━━━━━ MATERIAL FOR THIS TASK ━━━━━
PR #460, opened 2018-11-19
PRI-32: Screening Questions Redirects

LucaDelBuonoHMCTS:
https://tools.hmcts.net/jira/browse/PRI-32
(previously https://tools.hmcts.net/jira/browse/PRO-3082)

### Change description ###
Forces the user to answer all the screening questions by setting a cookie and keeping track of what questions have been asked

```
[ ] Yes
[X] No
```


test/util/TestWrapper.js
```diff
@@ -162,6 +174,22 @@ class TestWrapper {
...
+                const cookieName = cookies[i].name;
+                const cookieContent = JSON.stringify(cookies[i].content);
+                cookiesString = `${cookieName}=${cookieContent},`;
+            }
+
+            cookiesString = cookiesString.substring(0, cookiesString.length - 1);
+
+            res.set('Cookie', cookiesString);
+        }
+    }
```
shepda: It would be better for this method to return the cookie string and then to set that to `res` in the calling method.

This way `setCookies()` has predictable input and outputs.

app/utils/EligibilityCookie.js
```diff
@@ -0,0 +1,58 @@
...
+
+        if (req.protocol === 'https') {
+            res.cookie(ELIGIBILITY_COOKIE, cookieValue, {secure: true, httpOnly: true});
+        } else {
+            res.cookie(ELIGIBILITY_COOKIE, cookieValue, {httpOnly: true});
+        }
+    }
+}
+
+module.exports = EligibilityCookie;
```
shepda: Please add unit tests for all the new methods in this class

PR #462, opened 2018-11-22
PRO-3484: Amends to the Documents page

LucaDelBuonoHMCTS:
https://tools.hmcts.net/jira/browse/PRO-3484

### Change description ###
Copy amends to Documents page behind Document Upload feature toggle

```
[ ] Yes
[X] No
```


app/steps/ui/documents/index.js
```diff
@@ -5,27 +5,46 @@ const ExecutorsWrapper = require('app/wrappers/Executors');
...
+        delete ctx.hasCodicils;
+        delete ctx.codicilsNumber;
+        delete ctx.hasMultipleApplicants;
+        delete ctx.hasRenunciated;
+        delete ctx.is205;
+        delete ctx.executorsNameChangedByDeedPollList;
+        delete ctx.ccdReferenceNumber;
+        delete ctx.isDocumentUploadToggleEnabled;
+        return [ctx, formdata];
+    }
```
shepda: We don't need to define `action()`  in this class to delete the `ctx` variables as they're all defined in `handleGet()` and this method doesn't persist to the database.

LucaDelBuonoHMCTS: Weird, I don't remember adding these lines... removed now.

test/unit/testDocumentsPage.js
```diff
@@ -14,4 +13,22 @@ describe('Documents', () => {
...
+                hasRenunciated: false,
+                is205: true,
+                executorsNameChangedByDeedPollList: [],
+                ccdReferenceNumber: '1234-1235-1236-1237',
+                isDocumentUploadToggleEnabled: true
+            };
+            [ctx] = Documents.action(ctx);
+            assert.deepEqual(ctx, {});
+        });
+    });
```
shepda: Please remove these redundant tests

test/component/testDocumentsPage.js
```diff
@@ -1190,6 +1190,7 @@ describe('documents', () => {
                         'old_sendDocumentsAddress',
                         'text6',
                         'checklist1-item1-codicils',
+                        'checklist2-item3-will-uploaded',
```
shepda: This test is testing that the content is not displayed if the user has uploaded a document. 

We also need a similar test to check that the content is displayed if the user has not uploaded a document...uploading a document is not a requirement.

PR #475, opened 2018-12-03
Pri 24 remove screener data submission test submit service

bmj-vsalivendra:
PRI-24: remove screener questions
PRI-91 : pointe to submit service
Does this PR introduce a breaking change? (check one with "x")

[ ] Yes
[ X] No


test/service-stubs/business.js
```diff
@@ -1,10 +1,12 @@
 'use strict';
 
 /* eslint no-console: 0 */
```
shepda: Please remove this eslint override as we've removed the `console.log()`

commit-msg.sh
```diff
@@ -1,6 +1,6 @@
 #!/bin/bash
 COMMIT_MESSAGE=`head -n1 $1`
-PATTERN="^(PRO|PRI)-[0-9]+: "
+PATTERN="^PRO-[0-9]+: |^PRI-[0-9]+: "
```
shepda: I think we'd be better to use the original regex pattern as its clearer and has less duplication.

app/components/services.js
```diff
@@ -21,6 +21,7 @@ const SERVICE_AUTHORISATION_URL = `${config.services.idam.s2s_url}/lease`;
 const serviceName = config.services.idam.service_name;
 const secret = config.services.idam.service_key;
 const FEATURE_TOGGLE_URL = config.featureToggles.url;
+const FEATURE_TOGGLE_PORT = config.featureToggles.port;
```
shepda: We need the port for the feature toggles locally but we don't have one in the AKS envs, so by splitting out the port number it means that the app will use the default value locally and it will also use it in the AKS envs, because we won't have a value.

We have a `FormatUrl` util, which will use the port number if we have one and ignore it (including the `:`) if we don't have one but we cannot use that in this case because we'll always have the default value.

I think for now it would be better to keep it as it was with feature toggles in the persistence stub.

sanjayparekh-hmcts: Are you sure? we talked about this yesterday + you said it was OK

shepda: Yep, I thought so but after speaking to Praveen about it today, it looks like it's not going to work in all envs because we only have the port number locally...which works when it's in the url but not when it's split out to a separate param.

PR #479, opened 2018-12-04
PRI-110: Set expiry date on eligibility cookie to 2 days

LucaDelBuonoHMCTS:
https://tools.hmcts.net/jira/browse/PRI-110

### Change description ###
Sets expiry date on eligibility cookie to 2 days

```
[ ] Yes
[X] No
```


app/utils/EligibilityCookie.js
```diff
@@ -50,9 +50,9 @@ class EligibilityCookie {
         const cookieValue = JSON.stringify(json);
 
         if (req.protocol === 'https') {
-            res.cookie(eligibilityCookieName, cookieValue, {httpOnly: true, secure: true, expires: new Date(Date.now() + 172800)});
+            res.cookie(eligibilityCookieName, cookieValue, {httpOnly: true, expires: new Date(Date.now() + 172800), secure: true});
         } else {
-            res.cookie(eligibilityCookieName, cookieValue, {httpOnly: true});
+            res.cookie(eligibilityCookieName, cookieValue, {httpOnly: true, expires: new Date(Date.now() + 172800)});
```
shepda: I think it would be better to define the expiry time (`172800`) in the config and use it from there in all the places.

Also we could reduce the code complexity of this conditional by creating the cookie params object before the conditional, setting `secure: true` only in the conditional and creating the cookie after the conditional

LucaDelBuonoHMCTS: Done

app/utils/EligibilityCookie.js
```diff
@@ -27,17 +27,9 @@ class EligibilityCookie {
...
-        }
-
-        const fieldFound = Object.keys(json.pages[currentPage]).includes(fieldKey);
-
-        if (!fieldFound) {
-            json.pages[currentPage][fieldKey] = fieldValue;
-        }
+        json.nextStepUrl = nextStepUrl;
+        json.pages[currentPage] = {};
+        json.pages[currentPage][fieldKey] = fieldValue;
```
shepda: I think we can simplify the unit tests for `setCookie()` with this change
━━━━━
THE TASK -
Where in the records above does the word "opened" appear? Copy each line that holds it.

RESPONSE -
PR #460, opened 2018-11-19
PR #462, opened 2018-11-22
PR #475, opened 2018-12-03
PR #479, opened 2018-12-04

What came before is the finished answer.